- **Task brief**: All lines with the word "home" in the material below are required.

- **Extracted data**:
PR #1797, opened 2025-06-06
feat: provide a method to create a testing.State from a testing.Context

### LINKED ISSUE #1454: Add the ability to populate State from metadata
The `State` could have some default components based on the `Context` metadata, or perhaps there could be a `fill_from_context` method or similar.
---
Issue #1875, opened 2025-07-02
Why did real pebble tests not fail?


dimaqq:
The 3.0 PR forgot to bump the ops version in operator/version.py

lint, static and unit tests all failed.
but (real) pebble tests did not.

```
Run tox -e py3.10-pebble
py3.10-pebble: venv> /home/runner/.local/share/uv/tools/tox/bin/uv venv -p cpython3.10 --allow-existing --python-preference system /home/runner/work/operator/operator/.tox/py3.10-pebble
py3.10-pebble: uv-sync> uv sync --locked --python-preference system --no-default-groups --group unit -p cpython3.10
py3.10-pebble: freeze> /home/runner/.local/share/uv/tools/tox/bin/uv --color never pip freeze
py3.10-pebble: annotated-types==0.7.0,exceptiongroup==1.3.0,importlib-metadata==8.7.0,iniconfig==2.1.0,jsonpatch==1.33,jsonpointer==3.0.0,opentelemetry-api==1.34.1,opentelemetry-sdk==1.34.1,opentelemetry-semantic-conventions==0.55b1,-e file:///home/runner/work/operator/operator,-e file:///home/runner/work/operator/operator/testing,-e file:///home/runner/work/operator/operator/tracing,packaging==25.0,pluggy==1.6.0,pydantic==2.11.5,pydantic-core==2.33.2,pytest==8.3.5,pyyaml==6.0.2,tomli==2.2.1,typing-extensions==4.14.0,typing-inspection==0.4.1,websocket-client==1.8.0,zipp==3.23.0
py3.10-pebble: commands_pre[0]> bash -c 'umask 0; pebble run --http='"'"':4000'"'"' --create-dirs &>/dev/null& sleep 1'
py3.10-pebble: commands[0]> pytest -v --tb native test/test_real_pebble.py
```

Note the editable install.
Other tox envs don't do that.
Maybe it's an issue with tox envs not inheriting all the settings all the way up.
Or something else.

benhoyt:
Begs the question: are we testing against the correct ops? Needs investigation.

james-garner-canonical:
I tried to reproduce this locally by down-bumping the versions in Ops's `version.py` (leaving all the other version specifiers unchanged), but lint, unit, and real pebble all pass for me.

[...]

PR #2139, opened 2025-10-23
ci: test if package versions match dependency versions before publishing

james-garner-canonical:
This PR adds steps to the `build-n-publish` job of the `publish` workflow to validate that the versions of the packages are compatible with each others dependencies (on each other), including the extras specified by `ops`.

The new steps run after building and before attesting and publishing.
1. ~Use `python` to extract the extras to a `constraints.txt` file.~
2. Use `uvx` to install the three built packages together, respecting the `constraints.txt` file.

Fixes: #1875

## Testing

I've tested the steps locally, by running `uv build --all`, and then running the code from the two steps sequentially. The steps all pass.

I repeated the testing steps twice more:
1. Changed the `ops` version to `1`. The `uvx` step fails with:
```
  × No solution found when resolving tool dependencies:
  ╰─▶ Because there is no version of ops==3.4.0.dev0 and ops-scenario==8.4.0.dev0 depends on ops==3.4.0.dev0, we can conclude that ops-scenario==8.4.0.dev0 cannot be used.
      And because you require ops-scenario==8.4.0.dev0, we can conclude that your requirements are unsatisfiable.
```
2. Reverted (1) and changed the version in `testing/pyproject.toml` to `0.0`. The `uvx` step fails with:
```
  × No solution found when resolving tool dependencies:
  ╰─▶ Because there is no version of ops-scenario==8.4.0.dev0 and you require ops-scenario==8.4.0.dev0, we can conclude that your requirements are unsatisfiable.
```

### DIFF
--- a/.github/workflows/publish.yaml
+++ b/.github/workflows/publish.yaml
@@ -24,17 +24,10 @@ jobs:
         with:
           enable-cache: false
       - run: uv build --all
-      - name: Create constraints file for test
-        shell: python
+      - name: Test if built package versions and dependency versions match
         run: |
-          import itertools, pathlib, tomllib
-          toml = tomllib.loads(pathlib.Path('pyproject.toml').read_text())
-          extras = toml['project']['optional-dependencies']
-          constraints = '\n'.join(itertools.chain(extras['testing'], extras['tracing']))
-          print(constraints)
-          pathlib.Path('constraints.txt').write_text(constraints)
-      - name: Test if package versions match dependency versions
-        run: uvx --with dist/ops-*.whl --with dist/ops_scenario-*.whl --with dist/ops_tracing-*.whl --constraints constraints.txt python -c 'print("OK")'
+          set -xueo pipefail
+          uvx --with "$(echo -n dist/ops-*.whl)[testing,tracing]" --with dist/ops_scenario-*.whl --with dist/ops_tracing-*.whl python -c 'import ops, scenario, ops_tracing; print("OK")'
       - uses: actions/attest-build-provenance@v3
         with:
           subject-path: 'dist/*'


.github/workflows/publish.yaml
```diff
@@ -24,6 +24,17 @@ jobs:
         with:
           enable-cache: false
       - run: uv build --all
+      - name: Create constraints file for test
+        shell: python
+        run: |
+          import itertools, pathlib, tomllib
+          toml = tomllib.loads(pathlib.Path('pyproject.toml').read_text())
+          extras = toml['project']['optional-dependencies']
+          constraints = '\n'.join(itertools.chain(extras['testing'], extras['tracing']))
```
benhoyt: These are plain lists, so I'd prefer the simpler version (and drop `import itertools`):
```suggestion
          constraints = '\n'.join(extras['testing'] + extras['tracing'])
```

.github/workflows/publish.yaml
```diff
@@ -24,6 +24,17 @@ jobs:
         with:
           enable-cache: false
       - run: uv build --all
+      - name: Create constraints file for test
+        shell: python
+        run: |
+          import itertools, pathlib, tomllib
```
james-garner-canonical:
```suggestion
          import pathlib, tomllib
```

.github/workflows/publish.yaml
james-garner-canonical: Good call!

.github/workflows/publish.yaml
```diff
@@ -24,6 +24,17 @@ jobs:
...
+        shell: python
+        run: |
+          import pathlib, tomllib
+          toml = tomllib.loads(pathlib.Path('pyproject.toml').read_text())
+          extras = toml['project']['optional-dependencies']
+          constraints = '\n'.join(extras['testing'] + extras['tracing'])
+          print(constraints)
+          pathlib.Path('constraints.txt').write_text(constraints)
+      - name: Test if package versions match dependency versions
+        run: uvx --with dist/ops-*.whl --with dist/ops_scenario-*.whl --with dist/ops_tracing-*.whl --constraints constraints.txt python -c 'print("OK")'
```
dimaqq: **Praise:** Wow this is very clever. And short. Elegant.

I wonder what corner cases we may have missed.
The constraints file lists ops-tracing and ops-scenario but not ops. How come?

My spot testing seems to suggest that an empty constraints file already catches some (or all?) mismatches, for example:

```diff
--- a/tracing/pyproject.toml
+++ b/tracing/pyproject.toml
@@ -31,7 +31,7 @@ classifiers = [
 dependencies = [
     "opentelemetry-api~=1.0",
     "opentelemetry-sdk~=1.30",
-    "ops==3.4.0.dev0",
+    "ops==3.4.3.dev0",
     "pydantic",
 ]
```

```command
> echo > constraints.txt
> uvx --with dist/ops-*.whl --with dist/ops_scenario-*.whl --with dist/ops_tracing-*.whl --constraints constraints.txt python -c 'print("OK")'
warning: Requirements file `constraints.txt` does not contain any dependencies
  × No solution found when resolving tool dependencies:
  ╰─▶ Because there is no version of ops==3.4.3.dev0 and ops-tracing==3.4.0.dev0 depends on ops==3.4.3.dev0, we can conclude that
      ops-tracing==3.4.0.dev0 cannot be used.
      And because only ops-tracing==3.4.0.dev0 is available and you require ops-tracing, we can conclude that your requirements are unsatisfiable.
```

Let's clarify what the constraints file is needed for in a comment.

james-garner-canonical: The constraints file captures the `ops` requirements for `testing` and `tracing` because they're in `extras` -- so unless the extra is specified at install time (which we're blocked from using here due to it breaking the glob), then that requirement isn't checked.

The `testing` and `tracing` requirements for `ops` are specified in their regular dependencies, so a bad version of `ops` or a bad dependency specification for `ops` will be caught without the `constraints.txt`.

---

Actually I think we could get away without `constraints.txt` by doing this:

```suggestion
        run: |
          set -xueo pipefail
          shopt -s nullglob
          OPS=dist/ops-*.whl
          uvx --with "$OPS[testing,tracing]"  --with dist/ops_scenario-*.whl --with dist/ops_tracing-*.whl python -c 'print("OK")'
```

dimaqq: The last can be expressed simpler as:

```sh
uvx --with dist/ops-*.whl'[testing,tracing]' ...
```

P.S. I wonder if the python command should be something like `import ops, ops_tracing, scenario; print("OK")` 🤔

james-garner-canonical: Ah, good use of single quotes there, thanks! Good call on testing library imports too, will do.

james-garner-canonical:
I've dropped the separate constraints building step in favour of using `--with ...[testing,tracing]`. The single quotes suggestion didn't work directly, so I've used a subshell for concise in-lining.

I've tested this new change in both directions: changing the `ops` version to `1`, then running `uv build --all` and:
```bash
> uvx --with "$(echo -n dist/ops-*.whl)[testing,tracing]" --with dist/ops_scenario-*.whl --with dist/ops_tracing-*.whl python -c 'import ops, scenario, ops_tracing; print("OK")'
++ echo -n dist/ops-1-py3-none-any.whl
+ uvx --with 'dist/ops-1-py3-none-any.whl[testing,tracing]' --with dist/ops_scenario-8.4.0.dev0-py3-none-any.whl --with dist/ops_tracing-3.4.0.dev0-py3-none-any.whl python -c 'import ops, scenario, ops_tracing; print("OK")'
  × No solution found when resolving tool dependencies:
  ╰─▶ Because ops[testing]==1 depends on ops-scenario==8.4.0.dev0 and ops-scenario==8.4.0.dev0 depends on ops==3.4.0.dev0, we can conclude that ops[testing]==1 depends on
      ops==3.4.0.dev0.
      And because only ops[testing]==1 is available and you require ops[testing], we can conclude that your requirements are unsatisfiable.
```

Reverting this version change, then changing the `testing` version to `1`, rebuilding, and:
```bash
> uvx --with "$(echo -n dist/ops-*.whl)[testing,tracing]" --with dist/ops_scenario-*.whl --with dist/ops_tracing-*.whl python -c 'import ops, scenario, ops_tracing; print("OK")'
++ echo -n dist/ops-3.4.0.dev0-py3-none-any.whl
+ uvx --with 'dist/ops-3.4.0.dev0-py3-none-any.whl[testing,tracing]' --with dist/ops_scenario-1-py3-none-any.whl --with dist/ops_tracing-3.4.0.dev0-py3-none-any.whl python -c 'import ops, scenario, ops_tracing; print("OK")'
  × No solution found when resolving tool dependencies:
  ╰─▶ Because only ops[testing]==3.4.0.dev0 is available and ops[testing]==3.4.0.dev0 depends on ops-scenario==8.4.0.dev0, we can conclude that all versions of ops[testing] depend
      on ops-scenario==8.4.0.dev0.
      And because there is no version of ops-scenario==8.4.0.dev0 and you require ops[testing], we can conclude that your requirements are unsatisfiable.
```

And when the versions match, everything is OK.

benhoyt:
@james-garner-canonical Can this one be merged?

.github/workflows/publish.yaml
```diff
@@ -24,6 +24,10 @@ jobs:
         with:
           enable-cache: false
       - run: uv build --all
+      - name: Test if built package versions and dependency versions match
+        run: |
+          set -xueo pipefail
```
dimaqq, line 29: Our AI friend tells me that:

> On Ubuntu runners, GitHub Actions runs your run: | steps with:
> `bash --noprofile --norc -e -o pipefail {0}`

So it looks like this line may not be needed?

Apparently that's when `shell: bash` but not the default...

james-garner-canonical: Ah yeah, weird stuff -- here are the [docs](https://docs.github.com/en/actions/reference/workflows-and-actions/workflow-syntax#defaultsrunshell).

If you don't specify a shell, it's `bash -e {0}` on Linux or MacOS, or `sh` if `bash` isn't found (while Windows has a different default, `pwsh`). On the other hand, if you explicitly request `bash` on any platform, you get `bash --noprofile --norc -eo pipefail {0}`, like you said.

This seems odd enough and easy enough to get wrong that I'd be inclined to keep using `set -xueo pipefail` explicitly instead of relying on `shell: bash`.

- **Result of this task**:
py3.10-pebble: venv> /home/runner/.local/share/uv/tools/tox/bin/uv venv -p cpython3.10 --allow-existing --python-preference system /home/runner/work/operator/operator/.tox/py3.10-pebble
py3.10-pebble: freeze> /home/runner/.local/share/uv/tools/tox/bin/uv --color never pip freeze
py3.10-pebble: annotated-types==0.7.0,exceptiongroup==1.3.0,importlib-metadata==8.7.0,iniconfig==2.1.0,jsonpatch==1.33,jsonpointer==3.0.0,opentelemetry-api==1.34.1,opentelemetry-sdk==1.34.1,opentelemetry-semantic-conventions==0.55b1,-e file:///home/runner/work/operator/operator,-e file:///home/runner/work/operator/operator/testing,-e file:///home/runner/work/operator/operator/tracing,packaging==25.0,pluggy==1.6.0,pydantic==2.11.5,pydantic-core==2.33.2,pytest==8.3.5,pyyaml==6.0.2,tomli==2.2.1,typing-extensions==4.14.0,typing-inspection==0.4.1,websocket-client==1.8.0,zipp==3.23.0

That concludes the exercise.